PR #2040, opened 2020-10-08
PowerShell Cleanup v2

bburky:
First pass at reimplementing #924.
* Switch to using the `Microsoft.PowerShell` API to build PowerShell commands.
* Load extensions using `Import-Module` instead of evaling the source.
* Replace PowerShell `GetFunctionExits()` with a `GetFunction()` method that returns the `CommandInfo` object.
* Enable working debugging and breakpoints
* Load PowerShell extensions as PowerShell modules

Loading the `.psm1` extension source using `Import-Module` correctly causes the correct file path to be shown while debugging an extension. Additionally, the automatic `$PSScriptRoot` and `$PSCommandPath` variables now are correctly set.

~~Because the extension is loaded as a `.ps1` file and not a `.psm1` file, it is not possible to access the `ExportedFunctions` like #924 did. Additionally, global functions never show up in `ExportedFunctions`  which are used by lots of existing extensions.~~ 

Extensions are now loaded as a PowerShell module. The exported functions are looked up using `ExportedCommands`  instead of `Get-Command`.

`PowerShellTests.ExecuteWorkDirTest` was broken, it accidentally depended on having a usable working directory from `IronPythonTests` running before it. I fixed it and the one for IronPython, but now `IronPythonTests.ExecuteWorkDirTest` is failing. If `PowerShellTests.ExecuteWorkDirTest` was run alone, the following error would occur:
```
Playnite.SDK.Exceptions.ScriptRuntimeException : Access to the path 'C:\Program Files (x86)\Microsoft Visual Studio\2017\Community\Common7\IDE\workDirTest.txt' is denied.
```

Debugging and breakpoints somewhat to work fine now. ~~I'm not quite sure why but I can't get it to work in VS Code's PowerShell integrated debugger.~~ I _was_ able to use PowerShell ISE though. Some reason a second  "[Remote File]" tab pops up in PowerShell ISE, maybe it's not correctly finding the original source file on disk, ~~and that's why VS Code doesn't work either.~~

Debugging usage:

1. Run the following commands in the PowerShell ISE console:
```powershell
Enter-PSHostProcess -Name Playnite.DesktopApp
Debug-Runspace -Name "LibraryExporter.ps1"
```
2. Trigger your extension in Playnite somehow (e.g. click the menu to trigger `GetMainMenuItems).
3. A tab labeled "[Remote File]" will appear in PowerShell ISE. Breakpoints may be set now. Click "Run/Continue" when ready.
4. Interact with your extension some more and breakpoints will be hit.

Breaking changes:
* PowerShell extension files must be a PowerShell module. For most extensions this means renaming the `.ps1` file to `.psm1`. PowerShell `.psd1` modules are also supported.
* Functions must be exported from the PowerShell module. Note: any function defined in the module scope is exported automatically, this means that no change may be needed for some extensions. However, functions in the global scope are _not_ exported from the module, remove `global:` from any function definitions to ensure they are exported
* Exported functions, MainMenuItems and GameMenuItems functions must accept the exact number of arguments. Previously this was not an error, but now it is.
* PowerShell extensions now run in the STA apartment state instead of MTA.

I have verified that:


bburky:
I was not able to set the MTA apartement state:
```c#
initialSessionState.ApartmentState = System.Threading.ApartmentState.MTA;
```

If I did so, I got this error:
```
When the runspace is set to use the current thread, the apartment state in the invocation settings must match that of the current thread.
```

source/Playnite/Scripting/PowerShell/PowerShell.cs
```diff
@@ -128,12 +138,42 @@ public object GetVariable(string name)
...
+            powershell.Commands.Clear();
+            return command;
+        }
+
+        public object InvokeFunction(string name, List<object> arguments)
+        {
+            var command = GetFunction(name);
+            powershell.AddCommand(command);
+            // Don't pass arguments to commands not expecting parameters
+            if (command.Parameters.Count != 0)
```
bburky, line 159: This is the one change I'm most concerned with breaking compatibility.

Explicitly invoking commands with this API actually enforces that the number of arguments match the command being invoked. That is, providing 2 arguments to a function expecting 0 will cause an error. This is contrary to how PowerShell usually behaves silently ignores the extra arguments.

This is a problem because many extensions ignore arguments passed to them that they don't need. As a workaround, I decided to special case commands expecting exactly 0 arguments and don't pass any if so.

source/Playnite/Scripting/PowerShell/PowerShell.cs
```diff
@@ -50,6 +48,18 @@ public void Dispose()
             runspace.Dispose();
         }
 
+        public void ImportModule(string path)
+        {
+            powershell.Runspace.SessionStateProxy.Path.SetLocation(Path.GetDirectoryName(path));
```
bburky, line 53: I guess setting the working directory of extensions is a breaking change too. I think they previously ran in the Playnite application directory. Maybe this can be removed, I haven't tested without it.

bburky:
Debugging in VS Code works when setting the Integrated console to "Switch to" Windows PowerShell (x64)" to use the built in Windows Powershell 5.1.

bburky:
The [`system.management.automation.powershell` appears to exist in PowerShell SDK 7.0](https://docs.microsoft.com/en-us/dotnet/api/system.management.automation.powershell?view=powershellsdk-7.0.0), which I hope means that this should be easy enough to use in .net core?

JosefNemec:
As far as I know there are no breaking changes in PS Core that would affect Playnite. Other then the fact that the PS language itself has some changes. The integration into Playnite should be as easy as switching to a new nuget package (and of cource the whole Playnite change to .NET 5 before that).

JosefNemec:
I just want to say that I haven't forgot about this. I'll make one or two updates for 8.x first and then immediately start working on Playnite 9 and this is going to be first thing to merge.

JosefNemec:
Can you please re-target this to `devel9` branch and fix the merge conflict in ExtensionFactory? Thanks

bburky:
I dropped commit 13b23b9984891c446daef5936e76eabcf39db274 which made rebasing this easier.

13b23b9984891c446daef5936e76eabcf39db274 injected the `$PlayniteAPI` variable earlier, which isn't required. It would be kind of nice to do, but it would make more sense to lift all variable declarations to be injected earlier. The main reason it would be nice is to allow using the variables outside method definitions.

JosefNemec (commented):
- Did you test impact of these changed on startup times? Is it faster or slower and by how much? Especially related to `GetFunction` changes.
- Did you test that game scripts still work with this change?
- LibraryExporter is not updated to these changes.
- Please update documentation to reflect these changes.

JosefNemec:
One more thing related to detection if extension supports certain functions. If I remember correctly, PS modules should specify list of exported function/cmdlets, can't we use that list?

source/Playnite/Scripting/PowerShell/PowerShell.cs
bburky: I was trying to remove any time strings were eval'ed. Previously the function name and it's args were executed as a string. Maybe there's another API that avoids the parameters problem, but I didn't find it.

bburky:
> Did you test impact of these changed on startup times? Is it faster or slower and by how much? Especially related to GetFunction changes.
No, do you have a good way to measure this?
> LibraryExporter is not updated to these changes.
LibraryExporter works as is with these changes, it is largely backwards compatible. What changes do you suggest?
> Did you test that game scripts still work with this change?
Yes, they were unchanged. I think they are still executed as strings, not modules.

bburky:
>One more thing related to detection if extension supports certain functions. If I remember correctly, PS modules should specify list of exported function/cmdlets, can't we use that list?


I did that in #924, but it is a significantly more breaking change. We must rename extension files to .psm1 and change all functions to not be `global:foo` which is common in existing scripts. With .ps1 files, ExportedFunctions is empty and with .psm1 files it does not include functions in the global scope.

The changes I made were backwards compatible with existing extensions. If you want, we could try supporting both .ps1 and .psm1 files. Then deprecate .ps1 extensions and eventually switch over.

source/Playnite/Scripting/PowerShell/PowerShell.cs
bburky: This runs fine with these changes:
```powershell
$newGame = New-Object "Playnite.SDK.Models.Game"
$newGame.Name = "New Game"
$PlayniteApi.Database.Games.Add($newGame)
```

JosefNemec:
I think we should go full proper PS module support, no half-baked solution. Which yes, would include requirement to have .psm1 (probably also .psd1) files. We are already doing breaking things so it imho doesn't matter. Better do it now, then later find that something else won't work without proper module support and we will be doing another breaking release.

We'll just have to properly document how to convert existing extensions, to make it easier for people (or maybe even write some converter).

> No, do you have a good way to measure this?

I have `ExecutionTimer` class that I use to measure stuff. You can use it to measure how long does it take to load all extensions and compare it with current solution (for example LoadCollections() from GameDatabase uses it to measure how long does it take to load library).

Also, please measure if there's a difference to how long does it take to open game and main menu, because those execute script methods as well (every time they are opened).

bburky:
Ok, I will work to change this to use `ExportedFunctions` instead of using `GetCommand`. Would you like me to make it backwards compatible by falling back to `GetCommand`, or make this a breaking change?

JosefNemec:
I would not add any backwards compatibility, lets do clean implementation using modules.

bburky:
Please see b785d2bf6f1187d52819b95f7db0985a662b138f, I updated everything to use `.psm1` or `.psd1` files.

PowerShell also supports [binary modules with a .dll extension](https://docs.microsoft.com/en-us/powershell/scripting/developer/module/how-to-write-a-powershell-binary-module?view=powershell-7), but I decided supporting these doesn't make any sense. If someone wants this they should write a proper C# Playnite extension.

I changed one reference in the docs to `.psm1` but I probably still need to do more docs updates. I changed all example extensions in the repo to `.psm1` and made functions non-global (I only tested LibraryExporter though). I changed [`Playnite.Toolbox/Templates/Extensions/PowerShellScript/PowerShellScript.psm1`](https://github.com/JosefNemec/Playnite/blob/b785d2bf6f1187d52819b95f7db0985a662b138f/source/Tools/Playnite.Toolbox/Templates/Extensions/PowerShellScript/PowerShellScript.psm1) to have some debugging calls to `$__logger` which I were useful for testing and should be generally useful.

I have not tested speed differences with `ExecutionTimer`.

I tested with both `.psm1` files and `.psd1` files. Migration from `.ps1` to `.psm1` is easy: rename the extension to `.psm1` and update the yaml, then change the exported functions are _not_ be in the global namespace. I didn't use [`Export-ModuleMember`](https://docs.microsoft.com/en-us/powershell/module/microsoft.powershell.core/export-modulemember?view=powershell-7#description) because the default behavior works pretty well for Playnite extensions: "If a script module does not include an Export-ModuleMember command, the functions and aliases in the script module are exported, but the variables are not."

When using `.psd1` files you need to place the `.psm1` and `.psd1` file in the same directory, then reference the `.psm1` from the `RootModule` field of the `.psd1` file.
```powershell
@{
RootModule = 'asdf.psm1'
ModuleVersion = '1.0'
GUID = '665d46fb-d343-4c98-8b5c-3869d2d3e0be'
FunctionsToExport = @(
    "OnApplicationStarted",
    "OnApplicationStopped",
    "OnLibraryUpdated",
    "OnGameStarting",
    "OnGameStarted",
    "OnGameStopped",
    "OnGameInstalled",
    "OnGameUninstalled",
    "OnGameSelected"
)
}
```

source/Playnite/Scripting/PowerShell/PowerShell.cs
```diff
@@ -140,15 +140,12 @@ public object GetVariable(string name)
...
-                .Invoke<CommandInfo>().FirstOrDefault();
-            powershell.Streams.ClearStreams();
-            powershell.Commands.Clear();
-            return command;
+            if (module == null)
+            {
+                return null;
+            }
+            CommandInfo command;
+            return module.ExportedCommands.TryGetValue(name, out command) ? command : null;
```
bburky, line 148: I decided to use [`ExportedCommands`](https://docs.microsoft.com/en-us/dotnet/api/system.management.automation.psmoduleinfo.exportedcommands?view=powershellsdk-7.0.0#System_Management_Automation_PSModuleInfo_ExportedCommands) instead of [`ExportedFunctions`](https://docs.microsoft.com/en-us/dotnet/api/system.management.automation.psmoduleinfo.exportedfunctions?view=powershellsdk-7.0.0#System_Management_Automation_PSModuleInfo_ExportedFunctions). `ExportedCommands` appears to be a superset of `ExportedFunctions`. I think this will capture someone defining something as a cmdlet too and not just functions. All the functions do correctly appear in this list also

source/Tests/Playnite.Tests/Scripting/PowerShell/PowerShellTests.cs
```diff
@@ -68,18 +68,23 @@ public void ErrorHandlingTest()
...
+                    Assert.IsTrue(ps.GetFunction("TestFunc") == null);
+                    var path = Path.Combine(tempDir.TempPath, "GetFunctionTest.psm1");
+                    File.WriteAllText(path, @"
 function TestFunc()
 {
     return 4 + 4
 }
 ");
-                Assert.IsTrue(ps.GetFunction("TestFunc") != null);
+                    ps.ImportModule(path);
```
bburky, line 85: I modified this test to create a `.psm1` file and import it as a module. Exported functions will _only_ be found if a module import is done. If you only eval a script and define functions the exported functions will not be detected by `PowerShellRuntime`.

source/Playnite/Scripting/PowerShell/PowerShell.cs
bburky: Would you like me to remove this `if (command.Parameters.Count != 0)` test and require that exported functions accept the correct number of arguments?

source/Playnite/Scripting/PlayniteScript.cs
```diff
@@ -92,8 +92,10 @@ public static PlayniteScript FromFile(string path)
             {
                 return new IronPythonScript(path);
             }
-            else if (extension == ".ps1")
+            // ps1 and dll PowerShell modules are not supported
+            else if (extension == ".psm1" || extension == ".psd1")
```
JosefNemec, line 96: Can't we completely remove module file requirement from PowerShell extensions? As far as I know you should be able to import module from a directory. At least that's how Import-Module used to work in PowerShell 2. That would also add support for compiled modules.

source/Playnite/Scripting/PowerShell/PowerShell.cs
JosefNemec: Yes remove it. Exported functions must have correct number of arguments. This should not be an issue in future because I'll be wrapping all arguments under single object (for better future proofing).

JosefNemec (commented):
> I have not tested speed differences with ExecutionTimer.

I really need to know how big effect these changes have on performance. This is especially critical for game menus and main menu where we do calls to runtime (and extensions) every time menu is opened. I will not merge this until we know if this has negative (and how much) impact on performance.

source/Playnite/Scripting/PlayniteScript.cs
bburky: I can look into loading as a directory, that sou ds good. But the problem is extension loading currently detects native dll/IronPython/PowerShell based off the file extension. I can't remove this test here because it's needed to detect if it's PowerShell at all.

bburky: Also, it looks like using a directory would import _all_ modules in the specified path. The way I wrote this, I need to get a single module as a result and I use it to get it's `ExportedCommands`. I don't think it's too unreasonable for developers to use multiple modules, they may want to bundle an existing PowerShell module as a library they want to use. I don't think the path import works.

○ ○ ○ ○ ○

Lines with the word "console": copy each one from the data above.

1. Run the following commands in the PowerShell ISE console:
Debugging in VS Code works when setting the Integrated console to "Switch to" Windows PowerShell (x64)" to use the built in Windows Powershell 5.1.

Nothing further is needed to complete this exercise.